I am using Impala JDBC driver to batch insert data into Impala. I currently have a batch size of 1000 and using INSERT INTO VALUES clause by PreparedStatement to execute batch queries. Impala Daemon in running on 3 machines and Impala Catalog Server, State store are running on the 4th machine.
The batch insert query plan on Impala looks like this:
Query Timeline: 35s398ms
- Query submitted: 0.000ns (0.000ns)
- Planning finished: 34s822ms (34s822ms)
- Submit for admission: 34s886ms (63.997ms)
- Completed admission: 34s886ms (0.000ns)
- Ready to start 1 fragment instances: 34s886ms (0.000ns)
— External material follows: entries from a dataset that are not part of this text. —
PR #84, opened 2022-08-24
VSL-150: Send USDC token to account

linxiao-li:
## Description
This pr implemented workflow to send USDC token from a treasury to an account

- added `getUserUSDCBalance` script
- created `useAccount` custom hook to handle account related mutations and queries, moved `getUserBalance` and `initDepositTokensToTreasury` from useTreasury to `useAccount`  
- created `constants` file to store gas limit constants, moved limit constants away from web3 context

## Demo / Test Result
** no extra set up required to seed the emulator account with USDC tokens**

https://user-images.githubusercontent.com/7423845/186504632-bed37a58-c3c5-4132-9c54-60eff97052fd.mov


packages/client/src/components/TestToolBox.js
```diff
@@ -1,39 +1,33 @@
...
 import { Web3Context } from "contexts/Web3";
 import { COIN_TYPES } from "constants/enums";
+import { COIN_TYPE_TO_META } from "constants/maps";
+import { useAccount } from "hooks";
+import { formatAddress } from "utils";
 const TestToolBox = ({ address }) => {
   const [showToolBox, setShowToolBox] = useState(false);
-  const [userFUSDBalance, setUserFUSDBalance] = useState(0);
-  const [userFlowBalance, setUserFlowBalance] = useState(0);
+  const [userBalances, setuserBalances] = useState([]);
```
KsenijaZivkovic, line 9: nit: setUserBalances

packages/client/src/components/TestToolBox.js
```diff
@@ -60,23 +55,35 @@ const TestToolBox = ({ address }) => {
             <div className="mr-5">
               <label>
                 <strong>Balances</strong>
-                <a className="is-underlined ml-2" onClick={updateUserBalance}>
+                <button
+                  href="#"
```
KsenijaZivkovic, line 59: Do we need href on a button? Does this change its view to link?

packages/client/src/components/TestToolBox.js
```diff
@@ -60,23 +55,35 @@ const TestToolBox = ({ address }) => {
...
-                    <li>Flow: {userFlowBalance}</li>
-                    <li>FUSD: {userFUSDBalance}</li>
-                  </ul>
+                  {userBalances && !!userBalances.length && (
+                    <ul className="ml-3">
+                      {userBalances.map((coin) => (
+                        <li key={COIN_TYPE_TO_META[coin.coinType].displayName}>
+                          {`${COIN_TYPE_TO_META[coin.coinType].displayName}: ${
+                            coin.balance
+                          }`}
```
KsenijaZivkovic, line 75: Would this work too?
```
`${COIN_TYPE_TO_META[coin.coinType].displayName}: ${coin.balance}`
```
Note: the only change is without the curly braces around the expression

packages/client/src/components/TestToolBox.js
```diff
@@ -1,39 +1,33 @@
...
+
   const updateUserBalance = async () => {
     try {
-      const fusdBalance = await getUserFUSDBalance(user.addr);
-      setUserFUSDBalance(fusdBalance);
+      const newUserBalances = await getUserBalances(formatAddress(user.addr));
+      setuserBalances(newUserBalances);
     } catch (err) {
-      console.log(`Failed to get FUSD balance, error: ${err}`)
+      console.log(`Failed to get FUSD balance, error: ${err}`);
```
KsenijaZivkovic, line 29: Update error message, now we are catching for both FUSD and USDC errors

packages/client/src/hooks/useTreasury.js
```diff
@@ -220,14 +203,21 @@ const doProposeAddVault = async (treasuryAddr, contractName) => {
...
-  const intent = `A.${contractAddress.replace("0x", "")}.${contractName}.Collection`;
+const doProposeAddCollection = async (
+  treasuryAddr,
+  contractName,
+  contractAddress
+) => {
+  const intent = `A.${contractAddress.replace(
+    "0x",
+    ""
+  )}.${contractName}.Collection`;
```
amyliu6, line 220: is this change due to auto-formatting? It would be helpful to make sure we have same settings to avoid back and forth formatting changes in different commit. :)

packages/client/src/hooks/useTreasury.js
```diff
@@ -220,14 +203,21 @@ const doProposeAddVault = async (treasuryAddr, contractName) => {
...
 };
 
-const doProposeAddCollection = async (treasuryAddr, contractName, contractAddress) => {
-  const intent = `A.${contractAddress.replace("0x", "")}.${contractName}.Collection`;
+const doProposeAddCollection = async (
+  treasuryAddr,
+  contractName,
+  contractAddress
+) => {
+  const intent = `A.${contractAddress.replace(
```
KsenijaZivkovic, line 217: nit: add a util function that will do the replacing instead of address.replace("0x","") -> so we make it more readable for the future

packages/client/src/hooks/useAccount.js
```diff
@@ -0,0 +1,85 @@
...
+  SEND_TOKENS_TO_TREASURY,
+} from "flow";
+import { COIN_TYPE_TO_META } from "constants/maps";
+import { COIN_TYPES } from "constants/enums";
+import { REGULAR_LIMIT } from "constants/constants";
+
+const COIN_TYPE_LIST = [COIN_TYPES.FLOW, COIN_TYPES.FUSD, COIN_TYPES.USDC];
+
+export default function useAccount() {
+  const doSendTokensToTreasury = async (treasuryAddr, amount, coinType) => {
```
KsenijaZivkovic, line 15: I'm wondering if we should allow only signers to add tokens to the treasury?
@jacksonConrad @amyliu6 @linxiao-li 
If we decide to change the logic around this, we will tackle it in another task, this is just for discussion purposes only 😄

packages/client/src/hooks/useAccount.js
```diff
@@ -0,0 +1,85 @@
...
+      case COIN_TYPES.FLOW:
+        cadence = GET_USER_FLOW_BALANCE;
+        break;
+      case COIN_TYPES.FUSD:
+        cadence = GET_USER_FUSD_BALANCE;
+        break;
+      case COIN_TYPES.USDC:
+        cadence = GET_USER_USDC_BALANCE;
+      default:
+        cadence = GET_USER_FLOW_BALANCE;
```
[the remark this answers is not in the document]
jacksonConrad: +1

packages/client/src/hooks/useAccount.js
jacksonConrad: we've discussed this with Jose, and the intended functionality is that only signers can add a net-new `Vault` to the Treasury, but ANYONE can send tokens to an existing Vault in the treasury.

packages/client/src/components/TestToolBox.js
linxiao-li: Good catch! Will remove

packages/client/src/hooks/useAccount.js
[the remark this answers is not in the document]
linxiao-li: The only reason I'm hesitate to do that is, for each token type we want to retrieve balance we will need to import the token's contract (since not only the path is different, the vault type is different as well) and add to the conditions inside of the script (imagine moving the above switch statement into the script), that means this query script will get modified a lot. Feels like an anti-pattern for me. Not sure if we have a way to dynamically import contract in the script level?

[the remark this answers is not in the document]
amyliu6: i was thinking something like this: https://github.com/DapperCollectives/VESSEL/blob/c13812bd4c508cb97cf9323ca9e4453b4087b422/packages/client/src/flow/addCollection.tx.js#L1-L5, we can use token to fetch it's corresponding contractName and path by utilizing maps.js then pass into the template script
https://github.com/DapperCollectives/VESSEL/blob/c13812bd4c508cb97cf9323ca9e4453b4087b422/packages/client/src/constants/maps.js#L12-L17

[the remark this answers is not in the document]
linxiao-li: Sounds goood, I'll give it a try!

packages/client/src/hooks/useTreasury.js
```diff
@@ -220,14 +203,21 @@ const doProposeAddVault = async (treasuryAddr, contractName) => {
...
-      arg(height, t.UInt64)
+      arg(height, t.UInt64),
     ],
     limit: SIGNED_LIMIT,
   });
 };
 
-const doProposeAddCollection = async (treasuryAddr, contractName, contractAddress) => {
-  const intent = `A.${contractAddress.replace("0x", "")}.${contractName}.Collection`;
+const doProposeAddCollection = async (
```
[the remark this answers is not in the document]
linxiao-li: I believe this is actually used for user to propose adding collection tracing back where this is being called. I believe this part got modified due to different prettify settings. I'll align mine with the codebase

packages/client/src/components/TestToolBox.js
linxiao-li: Tried to remove the curly braces, didn't work out, changing it to                           `{COIN_TYPE_TO_META[coin.coinType].displayName +": " + coin.balance}` for readability

packages/client/src/hooks/useAccount.js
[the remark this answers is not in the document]
linxiao-li: @amyliu6  @jacksonConrad Implemented the above solution, one caveat I would love to mention is this solution might break when the publicBalanceVault is configurable (for example USDC) as the publicBalanceVault might be different than what we defined in the maps.js. Assuming the configuration of USDC is not going to change frequently, this solution should work fine on testnet and mainnet

packages/client/src/constants/maps.js
```diff
@@ -14,20 +14,23 @@ export const COIN_TYPE_TO_META = {
...
     publicReceiverPath: { domain: "public", identifier: "fusdReceiver" },
+    publicBalancePath: { domain: "public", identifier: "fusdBalance" },
     storageVaultPath: { domain: "storage", identifier: "fusdVault" },
   },
   [COIN_TYPES.USDC]: {
     contractName: "FiatToken",
     displayName: "USDC",
     vaultName: "FiatToken.Vault",
     publicReceiverPath: { domain: "public", identifier: "USDCVaultReceiver" },
+    publicBalancePath: { domain: "public", identifier: "USDCVaultBalance" },
```
amyliu6, line 33: Can we add this field for the rest of the token too? Looks like `storageVaultPath` also needs to be added there. 
Until there is better ways to retrieve this metadata, we'll have to maintain this list to ensure all supported tokens has the required metadata here, or else flow will break for that token type. 
https://github.com/portto/blt-contracts/blob/e89b1af29793eb194f541a0c9a1e1adca590aaad/contracts/flow/token/BloctoToken.cdc#L189
https://github.com/StarlyIO/starly-token-contracts/blob/master/contracts/flow/contracts/StarlyToken.cdc#L107
https://flowscan.org/contract/A.d01e482eb680ec9f.REVV/overview

packages/client/src/hooks/useAccount.js
```diff
@@ -0,0 +1,61 @@
...
+      cadence: SEND_TOKENS_TO_TREASURY,
+      args: (arg, t) => [arg(treasuryAddr, t.Address), arg(amount, t.UFix64), arg(vaultPath, t.Path)],
+      limit: REGULAR_LIMIT,
+    });
+  };
+
+  //FOR TESTING UTILS ONLY, calling this method deposits tokens to treasury
+  //should only be used for testing
+  const initDepositTokensToTreasury = async (treasuryAddr) => {
+    for await (const coinType of COIN_TYPE_LIST) {
```
amyliu6, line 22: can we move this definition 
`const COIN_TYPE_LIST = [COIN_TYPES.FLOW, COIN_TYPES.FUSD, COIN_TYPES.USDC];`
to keep it inside `initDepositTokensToTreasury`?

packages/client/src/hooks/useAccount.js
```diff
@@ -0,0 +1,61 @@
...
+    const vaultPath = COIN_TYPE_TO_META[coinType].publicBalancePath;
+    const balance = await query({
+      cadence,
+      args: (arg, t) => [arg(address, t.Address), arg(vaultPath, t.Path)],
+    });
+    return balance;
+  };
+
+  const getUserBalances = async (address) => {
+    const result = COIN_TYPE_LIST.map((coinType) => ({
```
amyliu6, line 43: this function can be reused to get all supported tokens balance for Deposit scenario, can we just use the full list here: https://github.com/DapperCollectives/VESSEL/blob/763c98f1a580704e27c0509870091b3591ee2940/packages/client/src/constants/enums.js#L6-L13

packages/client/src/hooks/useAccount.js
linxiao-li: we use this list in getUserBalances as well

packages/client/src/hooks/useAccount.js
linxiao-li: BLT, STARLY and REVV are not deployed in emulators right now as far as I know, it will cause errors

amyliu6: Can we catch those errors and just logging it? We probably don't have to deploy all contracts on emulator, should be able to test it out on testnet.

KsenijaZivkovic: It will cause errors on staging as well - if the vault of that type is not added - and we try to borrow a reference before it's created. We might use instead the function for fetching treasury identifiers, and then based on the identifiers get the vault balance

linxiao-li: But this is for the address account not for the treasury

KsenijaZivkovic: oh it's just for testing 🙈 then it's not an issue at all

scripts/get_usdc_balance.cdc
```diff
@@ -0,0 +1,16 @@
+
```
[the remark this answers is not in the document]
linxiao-li: I'm leaning towards keeping it as it's a helpful script for querying the balance for development

packages/client/src/hooks/useAccount.js
linxiao-li: On staging or mainnet it is an issue as well, when user logs in with blocto or any other third party wallet, it's not guaranteed they have a FUSD, USDC, STARLY... vaults set up.  I think we should create a separate script for checking the vault existence, then query for their balance.

KsenijaZivkovic (approved):

packages/client/src/hooks/useAccount.js
amyliu6: Yea make sense! 👍 I didn’t think through on that earlier.

packages/client/src/hooks/useAccount.js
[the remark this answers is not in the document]
jacksonConrad: Awesome! I would not expect the public path to change, in general... it would be a lot of overhead for any apps using USDC (like ours) so they are definitely incentivized not to change it.

packages/client/src/hooks/useTreasury.js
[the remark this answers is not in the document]
amyliu6: Add vault/collection does not require multi-sig so it's actually not a "propose" but will take effect immediately. So make sense to remove "propose" word from function name. Created a ticket in backlog to track this refactor work: https://linear.app/dappercollectives/issue/VSL-172

amyliu6 (approved):

packages/client/src/hooks/useTreasury.js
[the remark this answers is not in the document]
linxiao-li: I see, that makes sense!

packages/client/src/hooks/useAccount.js
linxiao-li: Since https://linear.app/dappercollectives/issue/VSL-166  is effectively the same issue but only for FUSD, I'm going to change its description and tackle the above issue with this ticket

- All 1 fragment instances started: 34s958ms (71.997ms)
- DML data written: 35s082ms (123.996ms)
- DML Metastore update finished: 35s286ms (203.993ms)
- Request finished: 35s298ms (11.999ms)
- Unregister query: 35s374ms (75.997ms)
- ComputeScanRangeAssignmentTimer: 0.000ns
As we can see, Planning finished is taking all the time. We have tried creating in both formats, PARQUET as well as normal. But everytime the Planning finished part is too high.
Is there any configuration change I need to do? Or am I doing something wrong?